The paper delineates several critical aspects of the methodology:

  • Monte Carlo Tree Search: By iterating over phases of selection, expansion, rollout, and update, the MCTS framework dynamically constructs the search tree, allowing the system to focus computational efforts on the most promising pathways.
  • Neural Network Integration: Utilizing DNNs for policy guidance and feasibility filtering injects a powerful predictive element into the retrosynthesis process, allowing for more intelligent navigation through the vast search space of potential transformations.
  • Automatic Rule Extraction: Extraction of transformation rules from extensive reaction databases facilitates the creation of a robust rule set without the need for manual curation. This addresses the historically significant problem of knowledge encoding in CASP.

Implications and Future Directions

The implications of this research are profound across both practical and theoretical dimensions. Practically, the ability to rapidly generate accurate synthesis plans can vastly accelerate the drug discovery process, enabling chemists to explore and validate novel compounds more efficiently. Theoretically, this research opens new avenues for further integration of machine learning techniques in chemistry, particularly in the context of sparse data domains such as natural product synthesis, where methodology development remains challenging.

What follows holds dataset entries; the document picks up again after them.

PR #797, opened 2026-04-08
feat(core)!: bump to substrait v0.87.0

mbwhite:
Bump up to the latest version of the Substrait spec.
No code changes.

Contributes to #790.


benbellick:
Are you sure this bump doesn't bring in spec changes that need to be accounted for?

mbwhite:
Good question @benbellick so I went back and double checked. 

As far as I can see no changes are needed directly to accommodate the changes; corrections to the extension definitions will be picked up when they are used. (I've tested this locally - which to be transparent is my motivation!)

It is possible that changes could be made that would have not been possible before; though those probably best in their own PRs

benbellick:
I checked the diff and there are a few substrait spec changes that we should handle: 
- https://github.com/substrait-io/substrait/pull/1013
- https://github.com/substrait-io/substrait/pull/1014
- https://github.com/substrait-io/substrait/pull/945 (@nielspardon started working on this here https://github.com/substrait-io/substrait-java/pull/791)


No need to address all of these things here, but I think for good hygiene of this repo (and all of the substrait repos) it would be good to open tickets for these things if they don't exist already so that we can identify that they are spec gaps. Thanks!

nielspardon:
I had created issues across the 4 active libraries for this spec upgrade such as this one: https://github.com/substrait-io/substrait-java/issues/790

I tried to list out the modifications introduced in this spec version. Feel free to amend if you see something missing.

mbwhite:
thanks @benbellick @nielspardon   I've updated the title to indicate that this is **toleration** only #790 will be need for full support.  

Though please do close this if you'd rather it done 'all-in-one'

benbellick (approved):
> toleration

What does this word mean in this context? 

I'm fine with the issues @nielspardon created, thanks! This looks good to me, though I would rather not use the word `toleration` unless we have a clear definition. The title before looked good to me.

PR #812, opened 2026-04-13
fix(core): validate Plan.Root output name count

benbellick:
Adds a `Plan.Root` builder invariant for root output names.

Empty `Plan.Root.names` are still allowed for now, but emit a warning saying this will become an error in the next release. When names are present, their count is validated against the input relation's depth-first named-field count, matching the Substrait named-struct rules.

This also extracts named-field counting into a shared `NamedFieldCountingTypeVisitor`, adds dedicated tests for the documented named-struct examples, and updates the plan roundtrip fixtures to match the repo's current `Project` output semantics.


core/src/main/java/io/substrait/plan/Plan.java
```diff
@@ -65,6 +65,18 @@ public abstract static class Root {
 
     public abstract List<String> getNames();
 
+    @Value.Check
+    protected void check() {
+      final int expectedFieldCount = getInput().getRecordType().fields().size();
+      final int actualNameCount = getNames().size();
+      if (actualNameCount != expectedFieldCount) {
```
nielspardon, line 84: Something I learned about Substrait from Victor which I wasn't aware for a long time is that the names in `RelRoot` can be a nested set of names in depth-first order in case there are nested data structures in the record type:
```
message RelRoot {
  // A relation
  Rel input = 1;
  // Field names in depth-first order
  repeated string names = 2;
}
```
https://github.com/substrait-io/substrait/blob/f09071699edcb41d90e1080625e9ee25fce2b81c/proto/substrait/algebra.proto#L592-L600

which follows this:
https://substrait.io/types/named_structs/

We would probably need to make this validation more sophisticated in case someone uses more complex data structures.

benbellick: Yeah I just realized I forgot to account for that in this PR 🤦 

Thanks, working on a fix now!

core/src/main/java/io/substrait/plan/Plan.java
```diff
@@ -61,10 +64,31 @@ private static Version loadVersion() {
 
   @Value.Immutable
   public abstract static class Root {
+    private static final Logger LOGGER = LoggerFactory.getLogger(Root.class);
```
benbellick, line 67: I don't think this is a great solution. But considering that this update will result in stricter plan enforcement, I want to figure out a way where we can just warn on incorrect behavior for now, and then make it an actual error in the future. 

But I'm not sure introducing a logger here where one isn't used anywhere else makes sense.

core/src/main/java/io/substrait/plan/Plan.java
```diff
@@ -61,10 +64,31 @@ private static Version loadVersion() {
...
     public abstract List<String> getNames();
 
+    @Value.Check
+    protected void check() {
+      final int actualNameCount = getNames().size();
+      if (actualNameCount == 0) {
+        LOGGER.warn(
+            "Plan.Root built without output names; this will be an error in the next release");
+        return;
+      }
```
nielspardon, line 80: I have the feeling like we need to make the spec more clear on names being required for `Plan.Root`.

We probably also should flesh out the [Plan Root documentation](https://substrait.io/serialization/basics/#root-plans) a little bit more to describe the structure and reference to the `NamedStruct` documentation.

What do you think?

core/src/main/java/io/substrait/plan/Plan.java
nielspardon: I see. Left a comment on whether we want to make the spec more clear first. If the spec clearly says names are required then we can fire the exception straight away and we handle the change in behavior as a breaking change commit so it gets announced to consumers of substrait-java. That would then be sufficient in my opinion. Logging a warning to communicate the upcoming change is a nice gesture but who knows if consumers notice the warning message.

core/src/main/java/io/substrait/relation/VirtualTableScan.java
```diff
@@ -90,162 +90,4 @@ public <O, C extends VisitationContext, E extends Exception> O accept(
   public static ImmutableVirtualTableScan.Builder builder() {
     return ImmutableVirtualTableScan.builder();
   }
-
-  private static class NamedFieldCountingTypeVisitor
```
nielspardon, line 94: nice, I had no idea we already had such a visitor in the code base

core/src/main/java/io/substrait/plan/Plan.java
benbellick: I think you are right that the spec is a bit unclear. Maybe a more obvious validation per the current state of the spec is 
- if `names` is empty, preserve current behavior
- if `names` is non-empty, enforce that it matches depth-first output field count. 

What do you think about that?

nielspardon: We discussed this a little outside of this issue. 

Initially, I thought it was good idea to validate this but we may have wanted to sharpen the specification a bit on what the correct behavior is.

After some more consideration we identified that always requiring names to be set does not work since we have exceptions like `WriteRel`, `DdlRel` and `UpdateRel` which contain their own set of target field names and we would require them to duplicate this information into the `RelRoot.names` field which fields redundant.

Implementing conditional logic on the type of `Rel` does not work since besides the default `WriteRel`, `DdlRel` and `UpdateRel` exceptions we may deal with extension rels which represent DML- / DDL-like operations also carrying their own set of field names.

I think what we could do is the second option you suggested:

> * if `names` is non-empty, enforce that it matches depth-first output field count.

core/src/main/java/io/substrait/plan/Plan.java
benbellick: Opened a PR in upstream: https://github.com/substrait-io/substrait/pull/1101

core/src/main/java/io/substrait/plan/Plan.java
benbellick: https://github.com/substrait-io/substrait/pull/1101

I am happy to alter the PR. The current version has everything required. I _think_ this is actually okay because `WriteRel`, `UpdateRel`, and `DdlRel` do have their output schemas documented.

nielspardon: You're right. We have output schemas defined in the spec and all POJO Rels in substrait-java inherit the record type from `AbstractRel`: https://github.com/substrait-io/substrait-java/blob/594a1683bfea0f4175e3a10df8d40c8379ca4aa1/core/src/main/java/io/substrait/relation/AbstractRel.java#L27-L30

This even includes the extension Rels which I thought might have been another gap. Then we can just always enforce it.

nielspardon (approved):
LGTM, thanks for thinking this through with me.

benbellick:
> LGTM, thanks for thinking this through with me.

@Niels Pardon Thanks for the reviews and the approvals! Maybe we should wait until the [substrait](https://github.com/substrait-io/substrait/pull/1101) PR merges to get this in just to make sure we all agree?

bestbeforetoday:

However, the method does not yet effectively address certain complex chemistries like natural product synthesis or stereochemistry, areas requiring further research and possibly more sophisticated reasoning algorithms.

Conclusion

In summary, the integration of MCTS and neural networks for chemical synthesis planning represents a substantial advancement in the field. This method reduces the time and effort required to develop synthesis routes, enhances the feasibility and reliability of proposed reactions, and holds promise for future applications in automated robotic synthesis and broader material discovery efforts. This work marks a significant step toward making CASP systems an indispensable tool for chemists, leveraging historical data to inform and enhance contemporary research practices.